Few in the industry predict that a contraction is likely in the same time span, with only 9% of contractors and 9% of distributors saying that activity level will be less, Wells Fargo noted.

Bob Costello, chief economist for the American Trucking Associations (ATA), recently noted that construction activity is one of several factors aligning to help boost freight demand in the U.S.:

  • Construction: Permits to build new homes, housing starts and the number of new homes completed all hit high levels in 2017, the highest since 2007. “Throw in an infrastructure bill, and [freight] demand from this sector will be even better,” he said.
  • Factory output: After two years of “very soft” activity, output rose 1.5% in 2017 and may reach 3% in 2018 and 2019 – even possibly pushing 3.5%.
  • Inventory cycle flip: From 2015 into early 2017, there was too much inventory stock on hand in the economy, Costello said, which dampened freight demand considerably. But now that oversupply has been worked out of the system. “That means the inventory cycle is no longer a drag on freight demand; we’ve actually never seen it this good,” Costello noted.
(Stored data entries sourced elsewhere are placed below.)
PR #2278, opened 2025-06-26
Systemds 3863 batliner

KilianBat:


mboehm7:
LGTM - thanks for the patch @KilianBat. During the merge, I only cleaned up the minor formatting, unnecessary imports, and tests (Python dependency).

PR #2286, opened 2025-07-02
[SYSTEMDS-3253] Add combined rewrite and lop instruction for union

chihsinh:
This patch refines the current union operation to an internal LOP operation. Currently, two subsequent operations -- rbind() and unique(), are used to perform the union operation. We rewrite the operation with an internal LOP that uses a HashSet to compute the unique entries and returns them in a matrix. This improves the efficiency of the operation, as it avoids unique(). The order of the input entries is preserved in the output.


mboehm7:
Btw, the rewrite test seems to fail because `rewriteSimplifyUnionDistinct.dml` cannot be found - this likely due to the local tests running in Windows, which is case-insensitive, while the github action tests run in Linux which is case-sensitive. Please fix the capitalization but also rename to something else; otherwise git on windows will have problems because it cannot differentiate old and new files, again because of the case insensitivity.

PR #2290, opened 2025-07-13
[SYSTEMDS-3730] Multi-threaded rev reorg operation

j143:
Basic multi-thread rev implementation.

## **the rev() Operation**

Given a matrix $$\( A \)$$ of size $$\( m \times n \)$$, `rev()` produces a matrix $$\( B \)$$ of the same dimensions such that:

$$B_{i,j} = A_{m-1-i, j}$$

for all $$\( 0 \leq i < m \)$$ and $$\( 0 \leq j < n \)$$.

**In words:**  
- Each row of the output is the corresponding row from the bottom of the input matrix.
- The last row of the input becomes the first row of the output, the second last becomes the second, ... the first row becomes the last.

---

## **Example**

Suppose:

$$A = \begin{bmatrix}
1 & 2 & 3 \\
4 & 5 & 6 \\
7 & 8 & 9 \\
\end{bmatrix}$$

Then after `rev(A)`, you get:

$$B = \begin{bmatrix}
7 & 8 & 9 \\
4 & 5 & 6 \\
1 & 2 & 3 \\
\end{bmatrix}$$

---

## **Multi-threaded Implementation**

- **Split the matrix** into chunks of rows.
- **Each thread** copied its assigned chunk of output rows, each time taking from the appropriate (reversed) input row:
    - If a thread was responsible for output row $$\( i \)$$, it took input row $$\( m-1-i \)$$.
- All threads worked in parallel.

---

## **Summary Table**

| Input Row $$\( i \)$$ | Output Row $$\( m-1-i \)$$ |
|---------------------|--------------------------|
| 0                   | last row                 |
| 1                   | second last row          |
| ...                 | ...                      |
| m-1                 | first row                |

---

## **test**

for every cell $$\( (i, j) \)$$, `output[i][j] == input[rows - 1 - i][j]`


src/main/java/org/apache/sysds/runtime/matrix/data/LibMatrixReorg.java
```diff
@@ -128,7 +128,11 @@ public static MatrixBlock reorg( MatrixBlock in, MatrixBlock out, ReorgOperator
 				else
 					return transpose(in, out);
 			case REV:
-				return rev(in, out);
+//				System.out.println("Reorg: rev() called with numThreads: " + op.getNumThreads());
```
mboehm7: remove these comment sysout lines.

src/main/java/org/apache/sysds/runtime/matrix/data/LibMatrixReorg.java
```diff
@@ -389,10 +393,78 @@ public static MatrixBlock rev( MatrixBlock in, MatrixBlock out ) {
 		return out;
 	}
 
+	public static MatrixBlock rev(MatrixBlock in, MatrixBlock out, int k) {
+		if (k <= 1 || in.isEmptyBlock(false)) {
+			System.out.println("choosing single thread");
```
mboehm7: as above

src/main/java/org/apache/sysds/runtime/matrix/data/LibMatrixReorg.java
```diff
@@ -389,10 +393,78 @@ public static MatrixBlock rev( MatrixBlock in, MatrixBlock out ) {
 		return out;
 	}
 
+	public static MatrixBlock rev(MatrixBlock in, MatrixBlock out, int k) {
+		if (k <= 1 || in.isEmptyBlock(false)) {
```
mboehm7: add a check for a minimum size for parallelization, otherwise fall back to single-threaded as we do it for example in aggregations (LibMatrixAgg).

src/main/java/org/apache/sysds/runtime/matrix/data/LibMatrixReorg.java
```diff
@@ -389,10 +393,78 @@ public static MatrixBlock rev( MatrixBlock in, MatrixBlock out ) {
...
+
+		// Before starting threads, ensure the output sparse block is allocated!
+		if (sparse) {
+			out.allocateSparseRowsBlock(false);
+		}
+
+		// Set up thread pool
+		ExecutorService pool = CommonThreadPool.get(k);
+		try {
+			int blklen = (int) Math.ceil((double) numRows / k);
```
mboehm7, line 415: I would recommend to create smaller tasks (e.g., numRows/k/4) which yields better load balancing.

src/main/java/org/apache/sysds/runtime/matrix/data/LibMatrixReorg.java
```diff
@@ -389,10 +393,78 @@ public static MatrixBlock rev( MatrixBlock in, MatrixBlock out ) {
...
+			List<Future<?>> tasks = new ArrayList<>();
+
+			for (int i = 0; i < k; i++) {
+				final int startRow = i * blklen;
+				final int endRow = Math.min((i + 1) * blklen, numRows);
+
+				tasks.add(pool.submit(() -> {
+					if (!sparse) {
```
mboehm7, line 423: create a static method for this kernel which is called from both the single-threaded implementation as well as the multi-threaded implementation

src/main/java/org/apache/sysds/runtime/matrix/data/LibMatrixReorg.java
```diff
@@ -389,10 +393,78 @@ public static MatrixBlock rev( MatrixBlock in, MatrixBlock out ) {
...
+						// Dense case
+						System.out.println("dense case");
```
mboehm7: remove

src/main/java/org/apache/sysds/runtime/matrix/data/LibMatrixReorg.java
```diff
@@ -389,10 +393,78 @@ public static MatrixBlock rev( MatrixBlock in, MatrixBlock out ) {
...
+						double[] inVals = in.getDenseBlockValues();
+						double[] outVals = out.getDenseBlockValues();
+						for (int r = startRow; r < endRow; r++) {
+							int revRow = numRows - r - 1;
+							System.arraycopy(inVals, revRow * numCols, outVals, r * numCols,
+									numCols);
```
mboehm7: avoid this line break

src/main/java/org/apache/sysds/runtime/matrix/data/LibMatrixReorg.java
```diff
@@ -389,10 +393,78 @@ public static MatrixBlock rev( MatrixBlock in, MatrixBlock out ) {
...
+			// Wait for all threads
+			for (Future<?> task : tasks) {
+				task.get();
+			}
+		} catch (Exception ex) {
+			throw new DMLRuntimeException(ex);
+		} finally {
+			pool.shutdown();
+		}
+		out.recomputeNonZeros();
```
mboehm7: avoid this unnecessary recomputation of the the number of non-zeros. We should just set the nnz of the output to the nnz of the input, as this reorganization does not change values but only placed them differently

src/main/java/org/apache/sysds/runtime/matrix/data/LibMatrixReorg.java
```diff
@@ -2461,6 +2533,7 @@ public static int[] mergeNnzCounts(int[] cnt, int[] cnt2) {
 	private static void reverseDense(MatrixBlock in, MatrixBlock out) {
 		final int m = in.rlen;
 		final int n = in.clen;
+		System.out.println("inside reverseDense");
```
mboehm7: remove

src/main/java/org/apache/sysds/runtime/matrix/data/LibMatrixReorg.java
```diff
@@ -2486,6 +2559,7 @@ private static void reverseDense(MatrixBlock in, MatrixBlock out) {
 
 	private static void reverseSparse(MatrixBlock in, MatrixBlock out) {
 		final int m = in.rlen;
+		System.out.println("inside reverseSparse");
```
mboehm7: remove

src/main/java/org/apache/sysds/runtime/matrix/data/TestMultiThreadedRev.java
```diff
@@ -0,0 +1,62 @@
...
+ * "AS IS" BASIS, WITHOUT WARRANTIES OR CONDITIONS OF ANY
+ * KIND, either express or implied.  See the License for the
+ * specific language governing permissions and limitations
+ * under the License.
+ */
+
+package org.apache.sysds.runtime.matrix.data;
+
+
+public class TestMultiThreadedRev {
```
mboehm7: remove this class, and rather ensure that some of the existing tests run with large enough inputs that it triggers the multi-threaded code path too.

src/test/java/org/apache/sysds/test/functions/reorg/FullReverseTest.java
```diff
@@ -165,6 +188,76 @@ else if ( instType == ExecType.SPARK )
...
+		}
+		boolean sparkConfigOld = DMLScript.USE_LOCAL_SPARK_CONFIG;
+		if( rtplatform == ExecMode.SPARK )
+			DMLScript.USE_LOCAL_SPARK_CONFIG = true;
+
+		String TEST_NAME = testname;
+
+		try
+		{
+			System.setProperty("sysds.parallel.threads", String.valueOf(numThreads));
```
mboehm7, line 220: remove (I don't think we use this property internally)

mboehm7 (commented):
Thanks for the patch @j143 - overall the changes are a very good start. Please address the minor comments and then I would merge it in.

src/main/java/org/apache/sysds/runtime/matrix/data/LibMatrixReorg.java
j143: I have added something like 3000_000 in the hop for now, for the tests to trigger the multi-thread.

j143:
At this point, the multi-threading is working. Can we checkpoint this PR till now and refine further in next PR?

Next:
1. CP -> we decide threading, SP -> let the spark decide
2. increase the test coverage
3. use a common static block to use for both the single thread, multi-thread case
4. decide on the blocksize or the threshold at which to trigger to threading

mboehm7:
Thanks for the patch @j143. During the merge, I fixed the remaining stdout printing, moved the parallelization check from compilation to runtime, used the existing common kernels, fixed test errors (dense operations where running into null-pointer exceptions), and consolidated the tests.

PR #2295, opened 2025-07-18
[MINOR] PythonAPI: Fix for correct logging setup for debug

e-strauss:
I think there is a bug in the current setup of the logging in the Python SystemDS context, because the debug logging was not working on machine.

The first commit contains test if setup worked correctly, which fails.
The second commit fixes the setup.


Baunsgaard (commented):
LGTM

PR #2300, opened 2025-07-30
[SYSTEMDS-3901] Updated Python CI Test setup

e-strauss:
Changes:
- split down of python test runs: w/ env, w/o env, federated
- separate python formatting test

These changes reduce the runtime of the single tests, and also make the Python test without environment to actually run without the SYSTEMDS_HOME installation.


Baunsgaard (commented):
LGTM

PR #2302, opened 2025-08-03
[SYSTEMDS-3900] Stream aware write operation for OOC (option 2)

j143:
..

I've chosen two pass method, write data separately and hold metadata in memory and concat at the end.

### DIFF
--- a/src/test/java/org/apache/sysds/test/functions/ooc/UnaryTest.java
+++ b/src/test/java/org/apache/sysds/test/functions/ooc/UnaryTest.java
@@ -31,6 +31,7 @@ import org.apache.sysds.runtime.io.MatrixWriterFactory;
 import org.apache.sysds.runtime.matrix.data.MatrixBlock;
 import org.apache.sysds.runtime.matrix.data.MatrixValue;
 import org.apache.sysds.runtime.meta.MatrixCharacteristics;
+import org.apache.sysds.runtime.util.DataConverter;
 import org.apache.sysds.runtime.util.HDFSTool;
 import org.apache.sysds.test.AutomatedTestBase;
 import org.apache.sysds.test.TestConfiguration;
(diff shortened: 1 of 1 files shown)


src/main/java/org/apache/sysds/runtime/instructions/cp/VariableCPInstruction.java
```diff
@@ -1060,6 +1054,36 @@ private void processWriteInstruction(ExecutionContext ec) {
 			HDFSTool.writeScalarToHDFS(ec.getScalarInput(getInput1()), fname);
 		}
 		else if( getInput1().getDataType() == DataType.MATRIX ) {
+			MatrixObject mo = ec.getMatrixObject(getInput1().getName());
+			int blen = Integer.parseInt(getInput4().getName());
+			LocalTaskQueue<IndexedMatrixValue> stream = mo.getStreamHandle();
+
+			if (stream != null) {
```
j143, line 1071: Due to recompilation, this is visited the second time. Since the stream is null the second time, it fails.

So, I tried setting the values explicitly. But, recompilation still happening.

```java
mo.updateDataCharacteristics(mc);
HDFSTool.copyFileOnHDFS(fname, mo.getFileName());
mo.setDirty(false);
```

mboehm7: I would recommend to simple probe if a stream exists and not consume the matrix if it does.

mboehm7:
You don't have to invent any new things here: we take the stream of blocks and directly write them into a sequence file (like our existing binary writer, which actually takes the overall matrix and chunks them off into 1k-1k blocks). The resulting sequence files should be identical, and there is no file-system merge needed.

src/main/java/org/apache/sysds/runtime/instructions/cp/VariableCPInstruction.java
j143: Hi, I've not understood this part! :)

Yet while net profit expectations remain positive for the construction industry, the Wells Fargo survey also discerned that finding and paying for skilled labor and healthcare costs remain top concerns – ones that that will have a potential impact on net profits. Employee wages and other benefits (31%), and healthcare costs (18%), ranked as contractors’ top cost concerns.

Still, 92% of respondents said net profits in the construction industry will either remain the same or increase from 2017, Wells Fargo noted, with 61% expecting an increase in profitability.